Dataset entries
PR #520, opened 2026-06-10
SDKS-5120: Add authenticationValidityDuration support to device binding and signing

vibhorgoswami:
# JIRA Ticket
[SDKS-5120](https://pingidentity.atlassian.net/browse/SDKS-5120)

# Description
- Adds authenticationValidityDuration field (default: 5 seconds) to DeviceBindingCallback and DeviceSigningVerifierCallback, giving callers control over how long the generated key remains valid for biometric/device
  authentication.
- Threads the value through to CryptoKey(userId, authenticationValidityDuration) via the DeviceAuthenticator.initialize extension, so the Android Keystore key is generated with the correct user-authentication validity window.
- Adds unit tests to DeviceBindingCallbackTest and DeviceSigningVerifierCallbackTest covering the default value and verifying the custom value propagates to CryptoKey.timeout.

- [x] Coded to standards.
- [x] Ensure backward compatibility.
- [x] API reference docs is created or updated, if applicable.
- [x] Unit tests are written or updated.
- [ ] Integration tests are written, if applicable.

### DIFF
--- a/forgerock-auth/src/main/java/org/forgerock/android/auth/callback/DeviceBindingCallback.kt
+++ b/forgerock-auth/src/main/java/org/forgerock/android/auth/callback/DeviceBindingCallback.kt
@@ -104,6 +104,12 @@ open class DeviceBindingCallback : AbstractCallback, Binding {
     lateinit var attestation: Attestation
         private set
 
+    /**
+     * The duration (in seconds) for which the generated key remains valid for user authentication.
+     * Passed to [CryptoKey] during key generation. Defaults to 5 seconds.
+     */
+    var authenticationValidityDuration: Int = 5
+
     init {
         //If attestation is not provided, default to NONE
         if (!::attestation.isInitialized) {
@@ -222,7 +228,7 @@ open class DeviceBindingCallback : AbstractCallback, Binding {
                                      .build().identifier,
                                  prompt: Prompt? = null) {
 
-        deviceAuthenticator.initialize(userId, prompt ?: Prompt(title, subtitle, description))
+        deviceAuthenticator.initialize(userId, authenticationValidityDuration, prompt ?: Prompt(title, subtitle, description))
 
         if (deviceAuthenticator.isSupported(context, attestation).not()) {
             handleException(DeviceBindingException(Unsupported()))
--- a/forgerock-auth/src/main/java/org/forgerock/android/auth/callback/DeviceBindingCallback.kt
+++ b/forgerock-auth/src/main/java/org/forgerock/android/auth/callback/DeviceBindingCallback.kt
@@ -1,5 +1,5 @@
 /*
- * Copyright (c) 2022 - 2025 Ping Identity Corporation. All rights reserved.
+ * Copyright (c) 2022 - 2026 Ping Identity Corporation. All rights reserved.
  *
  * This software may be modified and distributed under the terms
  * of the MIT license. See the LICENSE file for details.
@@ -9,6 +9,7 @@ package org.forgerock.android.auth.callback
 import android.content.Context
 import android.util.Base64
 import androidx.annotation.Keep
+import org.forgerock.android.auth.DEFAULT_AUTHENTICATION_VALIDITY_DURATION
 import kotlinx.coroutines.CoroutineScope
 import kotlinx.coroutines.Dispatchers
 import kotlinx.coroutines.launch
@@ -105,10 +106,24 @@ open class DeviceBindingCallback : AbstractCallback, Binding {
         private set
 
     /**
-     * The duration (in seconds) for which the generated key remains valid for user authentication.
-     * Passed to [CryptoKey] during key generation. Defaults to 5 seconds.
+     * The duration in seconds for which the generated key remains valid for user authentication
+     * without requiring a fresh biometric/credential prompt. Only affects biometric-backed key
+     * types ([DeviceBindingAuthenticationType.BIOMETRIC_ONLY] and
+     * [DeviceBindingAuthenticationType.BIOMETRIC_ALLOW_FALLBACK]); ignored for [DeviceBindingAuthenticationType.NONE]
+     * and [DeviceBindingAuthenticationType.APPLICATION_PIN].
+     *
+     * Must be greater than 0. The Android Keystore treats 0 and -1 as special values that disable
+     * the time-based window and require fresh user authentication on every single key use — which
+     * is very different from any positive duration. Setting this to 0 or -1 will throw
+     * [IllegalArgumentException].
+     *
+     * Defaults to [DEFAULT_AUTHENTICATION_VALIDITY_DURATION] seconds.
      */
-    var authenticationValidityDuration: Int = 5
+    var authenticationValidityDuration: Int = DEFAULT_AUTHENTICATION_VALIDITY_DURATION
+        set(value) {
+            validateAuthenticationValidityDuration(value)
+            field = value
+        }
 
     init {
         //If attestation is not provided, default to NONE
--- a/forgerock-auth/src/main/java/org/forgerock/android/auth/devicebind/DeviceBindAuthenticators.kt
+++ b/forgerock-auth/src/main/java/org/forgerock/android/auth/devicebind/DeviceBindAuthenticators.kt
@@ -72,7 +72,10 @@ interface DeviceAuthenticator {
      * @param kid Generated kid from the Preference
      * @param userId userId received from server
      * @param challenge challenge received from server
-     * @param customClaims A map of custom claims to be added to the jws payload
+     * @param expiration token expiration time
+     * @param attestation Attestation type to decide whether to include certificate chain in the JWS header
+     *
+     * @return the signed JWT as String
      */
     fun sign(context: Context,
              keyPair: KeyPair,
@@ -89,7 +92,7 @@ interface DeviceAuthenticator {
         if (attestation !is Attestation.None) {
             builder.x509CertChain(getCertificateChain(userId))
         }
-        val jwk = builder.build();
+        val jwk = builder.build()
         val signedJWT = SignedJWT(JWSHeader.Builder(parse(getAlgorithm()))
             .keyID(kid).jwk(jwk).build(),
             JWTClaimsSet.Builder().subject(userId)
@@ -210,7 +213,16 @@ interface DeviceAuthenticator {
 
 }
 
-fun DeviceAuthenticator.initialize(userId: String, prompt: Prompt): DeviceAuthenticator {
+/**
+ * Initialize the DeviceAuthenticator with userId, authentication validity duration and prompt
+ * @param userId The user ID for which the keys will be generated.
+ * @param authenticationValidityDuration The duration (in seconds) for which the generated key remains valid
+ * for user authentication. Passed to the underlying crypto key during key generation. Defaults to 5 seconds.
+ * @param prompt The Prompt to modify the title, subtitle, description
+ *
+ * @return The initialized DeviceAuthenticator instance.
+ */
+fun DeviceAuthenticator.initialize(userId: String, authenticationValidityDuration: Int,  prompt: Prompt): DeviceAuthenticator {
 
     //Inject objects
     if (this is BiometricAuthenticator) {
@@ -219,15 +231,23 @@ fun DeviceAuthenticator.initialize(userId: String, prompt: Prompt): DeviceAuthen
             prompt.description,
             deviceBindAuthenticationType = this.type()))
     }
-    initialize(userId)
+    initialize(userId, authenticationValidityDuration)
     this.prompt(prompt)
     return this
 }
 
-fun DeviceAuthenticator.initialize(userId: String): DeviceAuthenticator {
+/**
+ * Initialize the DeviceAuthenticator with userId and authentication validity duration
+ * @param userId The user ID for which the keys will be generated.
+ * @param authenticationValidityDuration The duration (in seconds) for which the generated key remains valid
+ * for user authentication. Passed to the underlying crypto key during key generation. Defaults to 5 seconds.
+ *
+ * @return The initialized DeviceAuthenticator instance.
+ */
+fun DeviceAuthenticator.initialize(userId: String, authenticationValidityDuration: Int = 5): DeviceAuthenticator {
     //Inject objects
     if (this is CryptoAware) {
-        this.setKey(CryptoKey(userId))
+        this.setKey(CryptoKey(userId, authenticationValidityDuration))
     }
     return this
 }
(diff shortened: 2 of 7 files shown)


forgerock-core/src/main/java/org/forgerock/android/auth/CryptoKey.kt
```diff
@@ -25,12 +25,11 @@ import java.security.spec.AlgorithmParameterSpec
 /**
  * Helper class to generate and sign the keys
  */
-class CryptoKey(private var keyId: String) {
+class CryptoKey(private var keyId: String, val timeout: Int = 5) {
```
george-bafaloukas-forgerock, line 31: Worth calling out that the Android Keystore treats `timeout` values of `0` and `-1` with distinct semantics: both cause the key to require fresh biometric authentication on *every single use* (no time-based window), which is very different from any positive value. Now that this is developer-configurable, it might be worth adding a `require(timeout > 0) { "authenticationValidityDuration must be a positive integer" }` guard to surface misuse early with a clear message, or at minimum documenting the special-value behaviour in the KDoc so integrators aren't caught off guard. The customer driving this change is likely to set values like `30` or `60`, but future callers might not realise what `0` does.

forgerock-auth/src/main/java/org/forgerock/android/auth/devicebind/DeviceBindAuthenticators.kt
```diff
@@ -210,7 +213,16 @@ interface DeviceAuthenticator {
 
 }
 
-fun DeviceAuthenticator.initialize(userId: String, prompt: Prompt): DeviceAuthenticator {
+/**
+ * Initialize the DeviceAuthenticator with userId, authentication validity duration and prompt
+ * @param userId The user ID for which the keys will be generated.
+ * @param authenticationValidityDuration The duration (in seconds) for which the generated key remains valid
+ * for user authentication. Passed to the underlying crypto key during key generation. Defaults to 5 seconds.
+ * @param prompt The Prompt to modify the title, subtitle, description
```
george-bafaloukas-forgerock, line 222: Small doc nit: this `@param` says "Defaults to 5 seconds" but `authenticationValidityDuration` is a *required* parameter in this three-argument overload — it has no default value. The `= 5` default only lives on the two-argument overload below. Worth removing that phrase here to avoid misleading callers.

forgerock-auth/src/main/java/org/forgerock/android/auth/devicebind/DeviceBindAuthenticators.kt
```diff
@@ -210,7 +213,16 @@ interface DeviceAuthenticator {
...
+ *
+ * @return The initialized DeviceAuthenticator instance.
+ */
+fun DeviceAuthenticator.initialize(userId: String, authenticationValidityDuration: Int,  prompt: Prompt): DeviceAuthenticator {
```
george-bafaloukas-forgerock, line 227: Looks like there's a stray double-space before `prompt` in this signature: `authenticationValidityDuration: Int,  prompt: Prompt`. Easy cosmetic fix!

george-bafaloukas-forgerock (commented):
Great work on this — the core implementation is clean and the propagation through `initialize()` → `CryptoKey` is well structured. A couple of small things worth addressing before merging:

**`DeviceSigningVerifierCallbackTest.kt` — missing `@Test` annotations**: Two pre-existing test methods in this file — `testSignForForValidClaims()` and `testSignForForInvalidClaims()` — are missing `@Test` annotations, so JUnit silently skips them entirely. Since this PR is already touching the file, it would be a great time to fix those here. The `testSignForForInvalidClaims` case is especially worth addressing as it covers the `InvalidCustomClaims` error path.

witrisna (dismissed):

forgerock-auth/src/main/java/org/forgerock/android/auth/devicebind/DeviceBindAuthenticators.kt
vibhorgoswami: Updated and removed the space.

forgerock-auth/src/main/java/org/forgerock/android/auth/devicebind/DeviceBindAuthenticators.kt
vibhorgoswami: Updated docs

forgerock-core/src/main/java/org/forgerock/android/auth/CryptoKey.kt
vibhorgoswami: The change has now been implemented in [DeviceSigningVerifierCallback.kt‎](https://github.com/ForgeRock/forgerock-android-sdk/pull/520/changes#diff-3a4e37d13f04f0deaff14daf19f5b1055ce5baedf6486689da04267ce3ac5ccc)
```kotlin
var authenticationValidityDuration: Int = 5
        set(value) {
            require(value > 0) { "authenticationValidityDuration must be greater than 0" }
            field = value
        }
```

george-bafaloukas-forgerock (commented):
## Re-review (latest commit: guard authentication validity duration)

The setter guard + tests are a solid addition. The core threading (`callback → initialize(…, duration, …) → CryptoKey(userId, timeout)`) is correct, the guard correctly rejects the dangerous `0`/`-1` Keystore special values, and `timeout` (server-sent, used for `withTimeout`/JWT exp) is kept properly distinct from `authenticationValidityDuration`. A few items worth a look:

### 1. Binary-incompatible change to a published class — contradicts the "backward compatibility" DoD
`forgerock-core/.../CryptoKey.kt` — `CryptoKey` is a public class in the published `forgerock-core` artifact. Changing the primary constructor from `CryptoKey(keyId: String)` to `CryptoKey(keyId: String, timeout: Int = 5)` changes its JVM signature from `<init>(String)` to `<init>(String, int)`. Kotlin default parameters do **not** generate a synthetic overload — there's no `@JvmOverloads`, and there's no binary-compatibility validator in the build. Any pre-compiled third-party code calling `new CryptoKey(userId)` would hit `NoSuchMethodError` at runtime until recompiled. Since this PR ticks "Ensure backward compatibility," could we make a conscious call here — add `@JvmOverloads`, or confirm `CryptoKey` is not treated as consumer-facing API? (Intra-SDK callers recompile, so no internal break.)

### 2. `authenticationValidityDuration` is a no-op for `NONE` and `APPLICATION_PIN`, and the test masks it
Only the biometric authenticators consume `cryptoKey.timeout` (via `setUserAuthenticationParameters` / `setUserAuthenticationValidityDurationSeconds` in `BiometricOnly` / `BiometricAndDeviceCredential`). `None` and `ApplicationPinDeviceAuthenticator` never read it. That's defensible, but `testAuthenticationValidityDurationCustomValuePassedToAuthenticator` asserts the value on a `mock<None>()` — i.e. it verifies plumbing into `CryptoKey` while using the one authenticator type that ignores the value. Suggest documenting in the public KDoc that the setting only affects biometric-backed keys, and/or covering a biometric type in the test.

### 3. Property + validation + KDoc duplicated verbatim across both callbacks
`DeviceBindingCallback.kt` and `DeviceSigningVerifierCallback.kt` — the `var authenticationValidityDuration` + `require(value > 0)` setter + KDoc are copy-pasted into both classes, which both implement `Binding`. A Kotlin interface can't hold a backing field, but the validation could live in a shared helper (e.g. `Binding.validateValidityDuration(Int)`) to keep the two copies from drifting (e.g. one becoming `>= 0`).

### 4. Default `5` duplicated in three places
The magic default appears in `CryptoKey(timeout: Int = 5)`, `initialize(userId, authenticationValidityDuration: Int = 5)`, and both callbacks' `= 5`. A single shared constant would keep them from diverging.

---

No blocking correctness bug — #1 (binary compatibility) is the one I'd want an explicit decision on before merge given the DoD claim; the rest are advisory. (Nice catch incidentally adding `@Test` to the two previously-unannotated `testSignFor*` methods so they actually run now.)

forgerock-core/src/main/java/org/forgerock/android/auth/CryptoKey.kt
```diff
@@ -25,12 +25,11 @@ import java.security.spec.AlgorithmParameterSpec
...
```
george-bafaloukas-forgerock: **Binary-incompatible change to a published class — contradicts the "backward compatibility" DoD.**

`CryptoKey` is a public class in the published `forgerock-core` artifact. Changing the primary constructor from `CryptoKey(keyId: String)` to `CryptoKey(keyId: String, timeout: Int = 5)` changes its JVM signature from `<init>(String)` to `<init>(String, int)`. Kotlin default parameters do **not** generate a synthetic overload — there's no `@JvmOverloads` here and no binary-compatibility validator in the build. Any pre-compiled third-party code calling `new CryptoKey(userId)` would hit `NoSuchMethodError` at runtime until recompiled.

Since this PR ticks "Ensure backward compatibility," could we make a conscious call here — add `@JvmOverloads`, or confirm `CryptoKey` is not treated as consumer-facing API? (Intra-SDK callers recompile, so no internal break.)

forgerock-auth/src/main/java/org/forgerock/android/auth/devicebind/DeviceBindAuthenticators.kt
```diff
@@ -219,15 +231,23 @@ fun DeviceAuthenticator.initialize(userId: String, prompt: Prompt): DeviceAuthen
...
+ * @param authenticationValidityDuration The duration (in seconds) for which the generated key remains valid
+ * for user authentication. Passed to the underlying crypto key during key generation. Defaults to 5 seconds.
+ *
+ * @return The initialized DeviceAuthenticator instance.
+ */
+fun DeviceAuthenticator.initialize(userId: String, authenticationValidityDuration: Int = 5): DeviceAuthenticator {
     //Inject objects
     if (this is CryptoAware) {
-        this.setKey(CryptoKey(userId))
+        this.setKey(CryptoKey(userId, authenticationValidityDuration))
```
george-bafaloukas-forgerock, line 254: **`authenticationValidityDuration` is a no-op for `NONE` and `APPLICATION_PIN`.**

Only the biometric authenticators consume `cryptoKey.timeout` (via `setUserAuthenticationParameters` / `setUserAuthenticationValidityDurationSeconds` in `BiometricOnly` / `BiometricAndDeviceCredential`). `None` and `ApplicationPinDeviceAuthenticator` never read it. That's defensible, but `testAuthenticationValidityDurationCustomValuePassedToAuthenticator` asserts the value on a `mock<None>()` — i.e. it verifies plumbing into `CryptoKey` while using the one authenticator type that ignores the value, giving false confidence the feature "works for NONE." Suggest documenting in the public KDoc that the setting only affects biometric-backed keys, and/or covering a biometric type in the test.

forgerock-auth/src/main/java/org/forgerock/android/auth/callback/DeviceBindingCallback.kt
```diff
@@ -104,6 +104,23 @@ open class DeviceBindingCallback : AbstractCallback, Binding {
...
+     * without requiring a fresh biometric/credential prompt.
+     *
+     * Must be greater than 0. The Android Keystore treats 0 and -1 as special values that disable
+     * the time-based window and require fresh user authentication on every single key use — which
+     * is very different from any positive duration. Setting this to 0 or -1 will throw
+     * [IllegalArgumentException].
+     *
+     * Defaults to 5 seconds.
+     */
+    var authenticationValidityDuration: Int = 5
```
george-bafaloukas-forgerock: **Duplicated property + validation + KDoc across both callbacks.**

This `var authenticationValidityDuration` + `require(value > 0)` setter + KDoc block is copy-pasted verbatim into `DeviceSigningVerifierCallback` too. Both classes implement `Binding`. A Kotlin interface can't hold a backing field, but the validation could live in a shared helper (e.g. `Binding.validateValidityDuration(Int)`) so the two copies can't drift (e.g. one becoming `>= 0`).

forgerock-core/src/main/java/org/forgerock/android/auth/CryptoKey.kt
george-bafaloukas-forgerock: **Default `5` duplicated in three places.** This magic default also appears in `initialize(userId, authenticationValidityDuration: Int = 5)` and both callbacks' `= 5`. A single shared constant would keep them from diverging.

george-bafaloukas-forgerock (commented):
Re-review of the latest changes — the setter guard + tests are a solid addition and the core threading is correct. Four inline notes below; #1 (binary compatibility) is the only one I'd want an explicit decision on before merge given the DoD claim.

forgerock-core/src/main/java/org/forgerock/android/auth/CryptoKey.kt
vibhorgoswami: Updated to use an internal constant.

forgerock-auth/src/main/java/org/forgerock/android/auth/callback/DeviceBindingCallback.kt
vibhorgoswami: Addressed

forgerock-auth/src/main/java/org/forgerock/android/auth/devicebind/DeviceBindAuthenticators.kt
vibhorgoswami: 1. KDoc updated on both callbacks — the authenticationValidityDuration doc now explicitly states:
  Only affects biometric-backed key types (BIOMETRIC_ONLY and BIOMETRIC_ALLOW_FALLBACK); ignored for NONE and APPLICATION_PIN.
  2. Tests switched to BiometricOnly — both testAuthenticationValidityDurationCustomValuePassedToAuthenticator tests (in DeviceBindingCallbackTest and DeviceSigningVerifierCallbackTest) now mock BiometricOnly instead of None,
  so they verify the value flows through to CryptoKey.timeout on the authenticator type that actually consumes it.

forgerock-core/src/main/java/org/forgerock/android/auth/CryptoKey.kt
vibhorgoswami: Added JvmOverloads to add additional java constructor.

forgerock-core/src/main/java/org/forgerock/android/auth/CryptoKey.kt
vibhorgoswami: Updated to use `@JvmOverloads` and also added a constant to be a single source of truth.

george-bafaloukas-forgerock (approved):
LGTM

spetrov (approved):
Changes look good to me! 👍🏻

§ WHAT YOU WILL DO: All lines above from the one with "from the Preference" to the one with "JWTClaimsSet.Builder().subject(userId)", inclusive, should be copied exactly, and no other lines.

§ ANSWER BOX:
      * @param kid Generated kid from the Preference
      * @param userId userId received from server
      * @param challenge challenge received from server
-     * @param customClaims A map of custom claims to be added to the jws payload
+     * @param expiration token expiration time
+     * @param attestation Attestation type to decide whether to include certificate chain in the JWS header
+     *
+     * @return the signed JWT as String
      */
     fun sign(context: Context,
              keyPair: KeyPair,
@@ -89,7 +92,7 @@ interface DeviceAuthenticator {
         if (attestation !is Attestation.None) {
             builder.x509CertChain(getCertificateChain(userId))
         }
-        val jwk = builder.build();
+        val jwk = builder.build()
         val signedJWT = SignedJWT(JWSHeader.Builder(parse(getAlgorithm()))
             .keyID(kid).jwk(jwk).build(),
             JWTClaimsSet.Builder().subject(userId)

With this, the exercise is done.